* The problem
Only a number is wanted here, namely how many lines of the data contain the string "comment".

(Collected data entries)
-*-*-
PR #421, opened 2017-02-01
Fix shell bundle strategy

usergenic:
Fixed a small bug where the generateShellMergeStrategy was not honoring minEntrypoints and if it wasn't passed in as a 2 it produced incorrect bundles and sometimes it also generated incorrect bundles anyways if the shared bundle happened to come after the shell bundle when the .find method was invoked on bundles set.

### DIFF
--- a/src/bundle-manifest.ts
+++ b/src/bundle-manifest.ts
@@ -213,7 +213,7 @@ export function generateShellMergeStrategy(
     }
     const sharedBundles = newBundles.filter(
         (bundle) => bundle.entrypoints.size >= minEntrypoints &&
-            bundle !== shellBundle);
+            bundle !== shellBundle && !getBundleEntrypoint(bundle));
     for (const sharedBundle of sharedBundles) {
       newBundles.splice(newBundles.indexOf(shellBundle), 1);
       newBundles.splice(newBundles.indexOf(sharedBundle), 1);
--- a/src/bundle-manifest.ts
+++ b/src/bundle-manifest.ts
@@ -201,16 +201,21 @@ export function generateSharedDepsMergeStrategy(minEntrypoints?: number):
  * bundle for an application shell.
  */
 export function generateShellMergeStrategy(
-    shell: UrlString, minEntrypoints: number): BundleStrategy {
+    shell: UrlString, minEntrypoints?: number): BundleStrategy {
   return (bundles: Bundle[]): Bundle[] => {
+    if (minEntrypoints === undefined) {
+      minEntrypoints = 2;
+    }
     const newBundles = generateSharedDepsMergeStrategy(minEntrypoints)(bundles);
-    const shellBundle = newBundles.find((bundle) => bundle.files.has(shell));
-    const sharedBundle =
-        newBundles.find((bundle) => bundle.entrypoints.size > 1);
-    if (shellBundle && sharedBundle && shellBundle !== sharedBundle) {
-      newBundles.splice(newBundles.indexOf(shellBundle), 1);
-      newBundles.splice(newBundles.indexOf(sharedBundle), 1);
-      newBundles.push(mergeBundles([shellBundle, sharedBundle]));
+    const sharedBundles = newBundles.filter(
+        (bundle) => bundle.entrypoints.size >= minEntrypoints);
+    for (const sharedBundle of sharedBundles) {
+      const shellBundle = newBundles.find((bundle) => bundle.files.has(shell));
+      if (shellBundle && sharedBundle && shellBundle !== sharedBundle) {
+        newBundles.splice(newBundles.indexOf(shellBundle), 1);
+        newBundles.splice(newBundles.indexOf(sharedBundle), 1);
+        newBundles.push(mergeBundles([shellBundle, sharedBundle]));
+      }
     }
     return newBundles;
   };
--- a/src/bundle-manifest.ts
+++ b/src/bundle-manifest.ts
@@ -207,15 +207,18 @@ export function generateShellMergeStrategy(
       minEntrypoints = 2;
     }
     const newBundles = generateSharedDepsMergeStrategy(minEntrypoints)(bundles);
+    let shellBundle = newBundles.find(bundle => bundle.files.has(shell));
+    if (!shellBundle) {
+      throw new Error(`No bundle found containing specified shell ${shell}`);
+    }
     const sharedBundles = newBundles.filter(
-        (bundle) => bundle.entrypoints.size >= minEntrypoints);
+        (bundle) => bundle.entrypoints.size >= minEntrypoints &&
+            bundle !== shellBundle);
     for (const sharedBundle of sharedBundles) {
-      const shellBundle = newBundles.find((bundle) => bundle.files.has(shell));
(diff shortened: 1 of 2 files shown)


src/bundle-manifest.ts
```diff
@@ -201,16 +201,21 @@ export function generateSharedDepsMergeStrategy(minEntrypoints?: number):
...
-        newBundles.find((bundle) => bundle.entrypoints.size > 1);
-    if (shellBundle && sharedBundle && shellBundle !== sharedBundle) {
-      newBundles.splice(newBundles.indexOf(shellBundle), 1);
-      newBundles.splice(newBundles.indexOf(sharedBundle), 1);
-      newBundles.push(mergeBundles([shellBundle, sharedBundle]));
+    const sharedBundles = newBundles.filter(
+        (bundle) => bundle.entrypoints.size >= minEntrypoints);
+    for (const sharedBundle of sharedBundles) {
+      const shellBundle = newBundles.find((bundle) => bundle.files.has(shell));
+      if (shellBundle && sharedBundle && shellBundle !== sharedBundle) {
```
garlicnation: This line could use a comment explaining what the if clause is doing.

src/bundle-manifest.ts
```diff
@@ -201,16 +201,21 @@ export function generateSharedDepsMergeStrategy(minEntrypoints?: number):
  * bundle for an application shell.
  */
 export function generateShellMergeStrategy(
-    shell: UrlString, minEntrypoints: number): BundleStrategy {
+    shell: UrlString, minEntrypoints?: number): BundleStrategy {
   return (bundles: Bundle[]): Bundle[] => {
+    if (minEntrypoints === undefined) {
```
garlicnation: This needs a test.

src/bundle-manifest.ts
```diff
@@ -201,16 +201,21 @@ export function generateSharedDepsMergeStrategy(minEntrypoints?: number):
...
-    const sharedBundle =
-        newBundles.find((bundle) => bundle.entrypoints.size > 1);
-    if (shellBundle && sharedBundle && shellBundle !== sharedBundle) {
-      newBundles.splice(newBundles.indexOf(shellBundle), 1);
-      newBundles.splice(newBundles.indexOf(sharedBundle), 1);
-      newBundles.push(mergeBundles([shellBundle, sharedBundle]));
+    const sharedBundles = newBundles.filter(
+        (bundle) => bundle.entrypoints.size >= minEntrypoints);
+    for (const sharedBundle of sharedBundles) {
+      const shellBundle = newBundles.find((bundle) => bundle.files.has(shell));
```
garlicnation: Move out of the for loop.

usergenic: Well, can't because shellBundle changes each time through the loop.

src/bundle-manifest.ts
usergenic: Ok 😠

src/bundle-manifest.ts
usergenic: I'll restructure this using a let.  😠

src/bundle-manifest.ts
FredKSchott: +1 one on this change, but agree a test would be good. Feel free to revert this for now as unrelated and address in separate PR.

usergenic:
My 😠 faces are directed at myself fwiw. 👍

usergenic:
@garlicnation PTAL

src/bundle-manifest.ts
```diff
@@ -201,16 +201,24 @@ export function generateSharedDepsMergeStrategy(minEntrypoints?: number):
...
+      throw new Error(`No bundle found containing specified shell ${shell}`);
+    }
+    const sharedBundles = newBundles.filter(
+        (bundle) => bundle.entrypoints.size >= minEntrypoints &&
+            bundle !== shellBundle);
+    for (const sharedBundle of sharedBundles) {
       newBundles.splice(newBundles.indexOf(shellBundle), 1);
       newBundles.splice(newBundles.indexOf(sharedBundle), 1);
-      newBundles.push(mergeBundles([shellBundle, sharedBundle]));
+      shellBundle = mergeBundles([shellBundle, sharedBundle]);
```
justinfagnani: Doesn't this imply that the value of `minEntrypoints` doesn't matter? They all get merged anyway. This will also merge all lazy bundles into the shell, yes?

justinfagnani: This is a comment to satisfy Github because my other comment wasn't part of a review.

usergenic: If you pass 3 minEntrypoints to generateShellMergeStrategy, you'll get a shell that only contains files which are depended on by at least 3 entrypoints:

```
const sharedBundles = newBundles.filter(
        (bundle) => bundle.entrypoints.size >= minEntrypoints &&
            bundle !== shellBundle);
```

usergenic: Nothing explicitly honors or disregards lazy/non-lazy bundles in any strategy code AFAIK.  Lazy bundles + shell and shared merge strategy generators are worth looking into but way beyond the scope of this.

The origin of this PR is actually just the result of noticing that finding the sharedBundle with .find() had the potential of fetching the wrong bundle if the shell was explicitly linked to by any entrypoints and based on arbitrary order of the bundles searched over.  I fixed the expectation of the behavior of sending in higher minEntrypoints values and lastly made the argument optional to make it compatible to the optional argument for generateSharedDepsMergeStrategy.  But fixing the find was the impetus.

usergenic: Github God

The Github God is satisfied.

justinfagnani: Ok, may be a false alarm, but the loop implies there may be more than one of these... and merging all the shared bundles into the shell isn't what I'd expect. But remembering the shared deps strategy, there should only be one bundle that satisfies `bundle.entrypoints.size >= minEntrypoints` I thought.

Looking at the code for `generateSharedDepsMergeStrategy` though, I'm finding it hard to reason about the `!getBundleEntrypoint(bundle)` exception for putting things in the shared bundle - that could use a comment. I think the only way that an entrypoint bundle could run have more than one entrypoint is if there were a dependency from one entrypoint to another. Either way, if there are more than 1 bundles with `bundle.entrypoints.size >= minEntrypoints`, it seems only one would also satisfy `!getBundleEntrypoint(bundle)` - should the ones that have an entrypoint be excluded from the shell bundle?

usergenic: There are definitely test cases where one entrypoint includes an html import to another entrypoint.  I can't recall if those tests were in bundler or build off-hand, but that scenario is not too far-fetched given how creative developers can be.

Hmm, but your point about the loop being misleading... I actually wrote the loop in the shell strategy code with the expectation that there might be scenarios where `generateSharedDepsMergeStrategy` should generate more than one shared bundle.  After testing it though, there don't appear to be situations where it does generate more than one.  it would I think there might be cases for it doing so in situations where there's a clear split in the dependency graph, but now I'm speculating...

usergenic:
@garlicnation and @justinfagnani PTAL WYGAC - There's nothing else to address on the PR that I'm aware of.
-*-*-
* Response box
3